Fortunately again, PowerBI provides a couple of other modes of dataset, e.g. Stream Dataset and Push Data. Stream Dataset is typically for IoT scenarios with instant data update. Push Data doesn't contain a formal definition of a data source, so they don't require you to perform a data refresh in Power BI. You refresh them by pushing your data into the dataset through an external service or process. And the exciting is it has not limit of refresh! So in this sample, when the source data is update, it will delete the old data, and push the data to report again. The separate readme  introduces the detail steps. Check the help document of Microsoft for more details. The endpoint  and payload body are demoed as below.

POST: https://api.powerbi.com/v1.0/myorg/groups/'+ config.pbi.workspaceId + '/datasets

const body = {
        name: dataset_name, 
        tables: [
            name: table_name, 
            columns: [
            //object category
            { name: "cat", dataType: "string"}, 
            //clash ids array
            { name: "clash", dataType: "string"},
            //clash counts (length of array above)
            { name: "clashcount", dataType: "Int64"},
            //name of the document which the object resides in 
            { name: "docname", dataType: "string"},
            //family name of the object
            { name: "fam", dataType: "string"}, 
            //document index id (string id)
            { name: "mid", dataType: "string"},
            //object name (same to that on model tree of Forge Viewer)
            { name: "name", dataType: "string"},
            //object type
            { name: "type", dataType: "string"},
            //object id in derivative (same to dbId in Forge Viewer)
            { name: "vid", dataType: "string"}  

If you have any smarter way, please let us know.
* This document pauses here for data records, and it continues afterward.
Issue #323, opened 2025-04-04
Habushu: Fix inability to set devRepositoryUrlUploadSuffix to empty value


jaebchoi:
### Description
Currently we are unable to set devRepositoryUrlUploadSuffix to empty value due to way maven property is structured.
If we set devRepositoryUrlUploadSuffix to empty or null, it will always go to default value which is /legacy.

We should create additional property called enableDevRepositoryUrlUploadSuffix to allow null value.

if enableDevRepositoryUrlUploadSuffix is set to false, upload suffix will always be empty regardless of devRepositoryUrlUploadSuffix value.

if enableDevRepositoryUrlUploadSuffix is set to true, upload suffix will be devRepositoryUrlUploadSuffix value, and setting devRepositoryUrlUploadSuffix empty or null value will set it to default value.

### DoD

- [x] update to add enableDevRepositoryUrlUploadSuffix whereever devRepositoryUrlUploadSuffix exist and add logic to allow/omit devRepositoryUrlUploadSuffix based on enableDevRepositoryUrlUploadSuffix flag.
- [x] Add README for enableDevRepositoryUrlUploadSuffix

### Testing Instruction
- Pull dev of Habushu
- In the `habushu/examples/habushu-uv-devrepository-package/pom.xml`, Verify `enableDevRepositoryUrlUploadSuffix` is set to true.
- In the `habushu/examples/habushu-uv-devrepository-package/pyproject.toml,` Delete whole `[[tool.uv.index]]` sections with `name = "dev-pypi"`
- on the root of project, run `mvn clean install -Puv -Dmaven.build.cache.enabled=false`
- In the `habushu/examples/habushu-uv-devrepository-package/pyproject.toml`, verify `[[tool.uv.index]]` is regenerated and `publish-url` is `"https://test.pypi.org/legacy/"`
- In the `habushu/examples/habushu-uv-devrepository-package/pom.xml`, Set `enableDevRepositoryUrlUploadSuffix` to false.
- In the `habushu/examples/habushu-uv-devrepository-package/pyproject.toml`, Delete whole `[[tool.uv.index]] `sections with `name = "dev-pypi"`
- on the root of project, run `mvn clean install -Puv -Dmaven.build.cache.enabled=false`
- In the `habushu/examples/habushu-uv-devrepository-package/pyproject.toml`, verify `[[tool.uv.index]]` is regenerated and `publish-url` is `"https://test.pypi.org/"`

jaebchoi:
[...]

PR #325, opened 2025-04-04
[#323] Fix inability to set devRepositoryUrlUploadSuffix to empty value

jaebchoi:
https://github.com/TechnologyBrewery/habushu/issues/323

### DIFF
--- a/examples/habushu-uv-devrepository-package/.gitignore
+++ b/examples/habushu-uv-devrepository-package/.gitignore
@@ -1,0 +1,4 @@
+# Ignore everything in generated package with the exception of __init__.py - protobuf bindings are generated
+# into this package as a part of the automated build and should *not* be version-controlled
+src/habushu_uv_package/generated/__init__.py
+!src/habushu_uv_package/generated/__init__.py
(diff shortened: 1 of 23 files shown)


examples/habushu-uv-package/pom.xml
```diff
@@ -40,6 +40,7 @@
                                 <active>true</active>
                             </packageDefinition>
                         </managedDependencies>
+                        <enableDevRepositoryUrlUploadSuffix>true</enableDevRepositoryUrlUploadSuffix>
```
meliz19: S: I suggest we remove the config from this example project and instead create a stand alone example for the `DevRepository`-related configs. If you want to create that example in a separate ticket to minimize the PR size, I think that's okay IMO.

meliz19 (approved):

examples/habushu-uv-package/pom.xml
jaebchoi: Sounds good, Added one example project for devRepository!

examples/habushu-uv-devrepository-package/.gitignore
```diff
@@ -0,0 +1,4 @@
+# Ignore everything in generated package with the exception of __init__.py - protobuf bindings are generated
```
jaebchoi, line 1: I: habushu-uv-devrepository-package files are simple example project intended to test enableDevRepositoryUrlUploadSuffix, can only review pom file for this directory.

Issue #342, opened 2025-04-11
Integrate uv monorepo tool into Habushu


meliz19:
## Description
The purpose of this ticket is to enable the `rewriteLocalPathDepsInArchives` functionality for uv-based projects.

## DoD
- [x] Integrate the [uv-monorepo-dependency-tool](https://github.com/TechnologyBrewery/uv-monorepo-dependency-tool) into BuildDeploymentArtifactsUv
- [x] Integrate the [uv-monorepo-dependency-tool](https://github.com/TechnologyBrewery/uv-monorepo-dependency-tool) into UvPublishToPyPiRepoUv
- [x] Update the README docs 
- [x] Add an example project 

## Test Steps 
- Build the habushu plugin: `mvn clean install -Pbootstrap`
- Prerequisite: Clone and build the latest dev version of the [uv-monorepo-dependeny-tool](https://github.com/TechnologyBrewery/uv-monorepo-dependency-tool)

**All of the remaining steps will be in the habushu repo.** 
- Verify all the example projects build successfully: `mvn clean install`
- Open `examples/uv/habushu-uv-package-consumer/pom.xml` and change the `rewriteLocalPathDepsInArchives` to `true`. 
- Rebuild the module: `mvn clean install -pl :habushu-uv-package-consumer`
- Check that the `uv-monorepo-dependency-tool` was installed. Search the logs for the following line:
```bash
[INFO] Executing uv command: uv tool install uv-monorepo-dependency-tool@latest
```
- Check that the `habushu-uv-package-consumer` module DID rewrite local path dependencies in the wheel file: 
  - Unzip `examples/uv/habushu-uv-package-consumer/dist/habushu_uv_package_consumer-3.0.0.dev0-py3-none-any.whl`
  - `cat examples/uv/habushu-uv-package-consumer/dist/habushu_uv_package_consumer-3.0.0.dev0-py3-none-any/habushu_uv_package_consumer-3.0.0.dev0.dist-info/METADATA | grep "Requires-Dist: habushu-uv-package"`. The result should be
```bash
Requires-Dist: habushu-uv-package==3.0.0.dev
```
- Verify that we can disable the `rewriteLocalPathDepsInArchives`. To do this, open the `examples/uv/habushu-uv-package-consumer/pom.xml` and update `rewriteLocalPathDepsInArchives` to false, like below.  
```xml
<rewriteLocalPathDepsInArchives>false</rewriteLocalPathDepsInArchives>
```
[...]

PR #345, opened 2025-04-14
[#342] integrate uv-monorepo-dep-tool and added example

meliz19:
#342

### DIFF
--- a/README.md
+++ b/README.md
@@ -21,6 +21,8 @@ In order to use Habushu, the following prerequisites must be installed:
 
 * Maven 3.9+ or mvnd 1.0.2+
 * Java 11+
+
+If you would like to use Habushu with Poetry-based projects, you must install:
 * [Poetry 1.5+](https://python-poetry.org/)
 * [Pyenv](https://github.com/pyenv/pyenv)
 
@@ -30,6 +32,7 @@ If you would like to use Habushu with uv-based projects, you must install:
 Additionally, Habushu may install and manage:
 
 * [poetry-monorepo-dependency-plugin](https://pypi.org/project/poetry-monorepo-dependency-plugin/) for Poetry-based projects
+* [uv-monorepo-dependency-tool](https://pypi.org/project/uv-monorepo-dependency-tool/) for uv-based projects
 
 ## Usage ##
 
@@ -234,7 +237,7 @@ Default: `true`
 
 When `pythonVersion` is not explicitly specified, this strategy helps decide where to get the default version. If set to 
 `PYTHONVERSION`, then Habushu will use the existing project's Python version. If set to `POM`, then Habushu will use 
-the default value for `pythonVerion`
+the default value for `pythonVersion`
 
 Default: `PYTHONVERSION`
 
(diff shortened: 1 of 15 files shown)


README.md
```diff
@@ -30,6 +32,7 @@ If you would like to use Habushu with uv-based projects, you must install:
 Additionally, Habushu may install and manage:
 
 * [poetry-monorepo-dependency-plugin](https://pypi.org/project/poetry-monorepo-dependency-plugin/) for Poetry-based projects
+* [uv-monorepo-dependency-tool](https://pypi.org/project/uv-monorepo-dependency-tool/) for uv-based projects
```
meliz19, line 35: I: Adding this now since we're going to release the uv-monorepo-dependency-tool within the next few days.

habushu-maven-plugin/src/main/java/org/technologybrewery/habushu/UvSetup.java
```diff
@@ -90,7 +89,9 @@ public List<String> validatePackageAndDependencyManagerInstallationAndVersion(
      */
     @Override
     public void finalizePythonPackageAndDependencyManagerConfiguration() {
-        // Currently no monorepo dependency plugin to install
+        if (rewriteLocalPathDepsInArchives) {
```
meliz19, line 92: I: Poetry installs the plugin whether it's used or not. I broke that pattern here and only install the tool if we will use it. Any objections?

README.md
```diff
@@ -653,6 +650,10 @@ Default: `${project.basedir}/target`
 
 Controls whether locally pathed dependencies should be excluded from the requirements.txt export file.
 
+For Poetry projects, Habushu uses the [poetry-monorepo-dependency-plugin]()'s `export-without-path-deps` commands in place of Poetry's `export` command.
+
+[//]: # (TODO: For uv projects, Habushu uses the [uv-monorepo-dependency-tool]&#40;&#41;'s `export-without-path-deps` commands in place of uv's `export` command.)
```
meliz19, line 655: Will uncomment once this command is added to the `uv-monorepo-dependency-tool`

habushu-maven-plugin/src/main/java/org/technologybrewery/habushu/BuildDeploymentArtifactsUv.java
```diff
@@ -32,14 +32,22 @@ public void doExecute() {
...
+            uvCommandHelper.executeAndLogOutput(uvCommandHelper.createToolRunCommand(buildCommand));
+        } else {
+            String buildCommand;
+            buildCommand = "build";
+            buildLogMessage = "Building source and wheel archives...";
+            uvCommandHelper.executeAndLogOutput(Arrays.asList(buildCommand));
+        }
 
         log.info(buildLogMessage);
-        uvCommandHelper.executeAndLogOutput(Arrays.asList(buildCommand));
```
epwilkins, line 42: A: It's a bit odd to have the log statement happen after the command. Could we assign the list to a `command` variable or move the `log.info` into the if/else block?

habushu-maven-plugin/src/main/java/org/technologybrewery/habushu/BuildDeploymentArtifactsUv.java
```diff
@@ -32,14 +32,22 @@ public void doExecute() {
...
-        buildLogMessage = "Building source and wheel archives...";
+        if (buildDeploymentArtifactsMojo.rewriteLocalPathDepsInArchives()) {
+            List<String> buildCommand = new ArrayList<>();
+            buildCommand.add("uv-monorepo-dependency-tool");
+            buildCommand.add("build-rewrite-path-deps");
+            buildLogMessage = "Building source and wheel archives with uv-monorepo-dependency-tool...";
+            uvCommandHelper.executeAndLogOutput(uvCommandHelper.createToolRunCommand(buildCommand));
+        } else {
+            String buildCommand;
+            buildCommand = "build";
```
epwilkins: A: I don't know that we're getting any use out of this being a variable. I'd just inline it.  I think it was probably a variable so the if/else logic could assign it based on whether rewrite was active. But we just haven't structured the code that way so there's no need for it.

habushu-maven-plugin/src/main/java/org/technologybrewery/habushu/PublishToPyPiRepoUv.java
```diff
@@ -138,9 +137,21 @@ protected void publishPackage(UvCommandHelper uvCommandHelper, boolean rebuildPa
...
+                    List<String> buildCommand = new ArrayList<>();
+                    buildCommand.add("uv-monorepo-dependency-tool");
+                    buildCommand.add("build-rewrite-path-deps");
+                    buildLogMessage = "Building source and wheel archives with uv-monorepo-dependency-tool...";
+                    uvCommandHelper.executeAndLogOutput(uvCommandHelper.createToolRunCommand(buildCommand));
+                } else {
+                    String buildCommand;
+                    buildCommand = "build";
+                    buildLogMessage = "Building source and wheel archives...";
+                    uvCommandHelper.executeAndLogOutput(Arrays.asList(buildCommand));
```
epwilkins: A: Same comments here about log ordering and `buildCommand` variable.

habushu-maven-plugin/src/main/java/org/technologybrewery/habushu/BuildDeploymentArtifactsUv.java
meliz19: That's an excellent point. I thought I was being efficient, but I didn't use my brain to think that through all the way. 🤦‍♀️

habushu-maven-plugin/src/main/java/org/technologybrewery/habushu/PublishToPyPiRepoUv.java
epwilkins: Also just for info as it really doesn't impact this code, `List.of` is a bit more performant for lists <= 2. But the efficiency gain is minuscule and would only matter if you were creating millions of tiny lists.

epwilkins (approved):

5.    When a table view is clicked, PowerBI client API can tell the selected data, by which, we can extract information of clash and present them in Forge Viewer. However, if bubble chart view is selected, the same logic does not work. PowerBI only tells the identifiers of the selected bubbles, e.g. category in one document.  It does not tell the exact information of the clash (clash id). In order to get the corresponding summarized data from identifiers, we need to get the data of the report, and filter out by the identifiers.  
The steps are asynchronized.  

//bubble chart is selected
//get selected  identity
 const identities = data.dataPoints[0].identity;
//store the data in windows as the following steps are async process
 window.bubbleData = { identities: identities, report: _this._activeReport };

 (async () => {
           //get identities from the bubble data
          const identities = window.bubbleData.identities
          //get bubble report
          const report = window.bubbleData.report
          //get active  page of the report
          const pages = await report.getPages()
          const page = pages[0]
          //get all data behind the report
          const visuals = await page.getVisuals()
          const visual = visuals[0]
         //get summarized data (selected  data)
          const rawData = await visual.exportData(window['powerbi-client'].models.ExportDataType.Summarized);
          //parse the raw data with  the identities
          const jsondata = await this.parse(rawData.data)
          //get clash id groups
          const clashIds = await this.filter(jsondata, identities)
          //display the clashes in Forge Viewer
          global_forgeViewer.isolateClash(twoModels, clashIds)

Special thanks Jaime for the detail reviewing on the sample!